● EXERCISE AIM
Copy the entries out again in full.

(Records contained in a dataset)
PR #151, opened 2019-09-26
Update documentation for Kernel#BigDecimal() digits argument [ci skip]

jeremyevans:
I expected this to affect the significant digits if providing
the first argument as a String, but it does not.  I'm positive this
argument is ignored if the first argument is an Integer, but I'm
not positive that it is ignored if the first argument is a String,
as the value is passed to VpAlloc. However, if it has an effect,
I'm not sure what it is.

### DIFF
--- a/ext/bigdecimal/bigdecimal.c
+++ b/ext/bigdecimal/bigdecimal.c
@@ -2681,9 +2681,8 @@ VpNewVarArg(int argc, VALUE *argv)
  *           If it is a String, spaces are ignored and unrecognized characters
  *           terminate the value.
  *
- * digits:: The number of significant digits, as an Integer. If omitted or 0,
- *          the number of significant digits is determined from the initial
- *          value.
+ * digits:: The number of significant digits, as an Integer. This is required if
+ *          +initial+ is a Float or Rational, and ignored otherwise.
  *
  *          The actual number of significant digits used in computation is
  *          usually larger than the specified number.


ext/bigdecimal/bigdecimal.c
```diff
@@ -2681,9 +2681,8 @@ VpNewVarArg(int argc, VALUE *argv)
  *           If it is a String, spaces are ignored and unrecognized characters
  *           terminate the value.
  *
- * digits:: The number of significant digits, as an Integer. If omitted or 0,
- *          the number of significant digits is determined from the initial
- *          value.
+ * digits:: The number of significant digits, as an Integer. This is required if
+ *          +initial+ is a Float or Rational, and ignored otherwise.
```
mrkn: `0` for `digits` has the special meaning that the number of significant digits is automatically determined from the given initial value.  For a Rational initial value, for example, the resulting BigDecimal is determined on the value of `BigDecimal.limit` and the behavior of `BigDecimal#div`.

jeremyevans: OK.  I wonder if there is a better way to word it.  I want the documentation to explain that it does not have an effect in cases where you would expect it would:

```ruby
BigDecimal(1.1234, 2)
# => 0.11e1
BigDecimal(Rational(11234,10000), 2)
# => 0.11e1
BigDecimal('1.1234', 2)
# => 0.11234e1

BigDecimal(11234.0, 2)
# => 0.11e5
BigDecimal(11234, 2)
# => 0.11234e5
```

● OUTPUT OF THE TASK
PR #151, opened 2019-09-26
Update documentation for Kernel#BigDecimal() digits argument [ci skip]

jeremyevans:
I expected this to affect the significant digits if providing
the first argument as a String, but it does not.  I'm positive this
argument is ignored if the first argument is an Integer, but I'm
not positive that it is ignored if the first argument is a String,
as the value is passed to VpAlloc. However, if it has an effect,
I'm not sure what it is.

### DIFF
--- a/ext/bigdecimal/bigdecimal.c
+++ b/ext/bigdecimal/bigdecimal.c
@@ -2681,9 +2681,8 @@ VpNewVarArg(int argc, VALUE *argv)
  *           If it is a String, spaces are ignored and unrecognized characters
  *           terminate the value.
  *
- * digits:: The number of significant digits, as an Integer. If omitted or 0,
- *          the number of significant digits is determined from the initial
- *          value.
+ * digits:: The number of significant digits, as an Integer. This is required if
+ *          +initial+ is a Float or Rational, and ignored otherwise.
  *
  *          The actual number of significant digits used in computation is
  *          usually larger than the specified number.


ext/bigdecimal/bigdecimal.c
```diff
@@ -2681,9 +2681,8 @@ VpNewVarArg(int argc, VALUE *argv)
  *           If it is a String, spaces are ignored and unrecognized characters
  *           terminate the value.
  *
- * digits:: The number of significant digits, as an Integer. If omitted or 0,
- *          the number of significant digits is determined from the initial
- *          value.
+ * digits:: The number of significant digits, as an Integer. This is required if
+ *          +initial+ is a Float or Rational, and ignored otherwise.
```
mrkn: `0` for `digits` has the special meaning that the number of significant digits is automatically determined from the given initial value.  For a Rational initial value, for example, the resulting BigDecimal is determined on the value of `BigDecimal.limit` and the behavior of `BigDecimal#div`.

jeremyevans: OK.  I wonder if there is a better way to word it.  I want the documentation to explain that it does not have an effect in cases where you would expect it would:

```ruby
BigDecimal(1.1234, 2)
# => 0.11e1
BigDecimal(Rational(11234,10000), 2)
# => 0.11e1
BigDecimal('1.1234', 2)
# => 0.11234e1

BigDecimal(11234.0, 2)
# => 0.11e5
BigDecimal(11234, 2)
# => 0.11234e5
```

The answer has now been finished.